*EXERCISE BRIEF*
Where does the word "time" show up in the records? Copy every line that holds it.

Stored data:
===

PR #150, opened 2026-06-05
feat: resync run state on session re entry

selloriwoo:
## What
- Re-sync a session's agent run state with the server every time you (re-)enter it.
- On entry the client now re-requests the WS catch-up replay, so it restores either the in-progress stream (`agent_run_started` + buffered messages) or the latest history (`agent_run_idle`).

## Why
- Run state was only replayed on the WS `subscribe` action, but `subscribeSession` is ref-counted and the sidebar permanently subscribes to every session — so re-entering a session never re-triggered a replay.
- Result: switching away from a session mid-run and back left the message/reply hidden until the next send.

## How
- Add `resyncSession()` — sends `subscribe` bypassing the ref count (the server's handler is idempotent and replays every time).
- Call it on session entry, alongside the ref-counted `subscribeSession`.
- Refetch history unconditionally on `agent_run_idle`.
- previous `subscribeSession` manages broadcast membership across all sidebar sessions; `resyncSession` triggers a replay for just the currently-viewed session.

## Test
- [x] Manually, dev stack: send in A → switch to B → return to A. Reply is now restored both mid-stream and after completion.

Resolved #145


grf53 (approved):
LGTM

btw, would you remove the comments in Korean, or replace them into English, before merge?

===

*YOUR RESPONSE*
- Re-sync a session's agent run state with the server every time you (re-)enter it.
- Add `resyncSession()` — sends `subscribe` bypassing the ref count (the server's handler is idempotent and replays every time).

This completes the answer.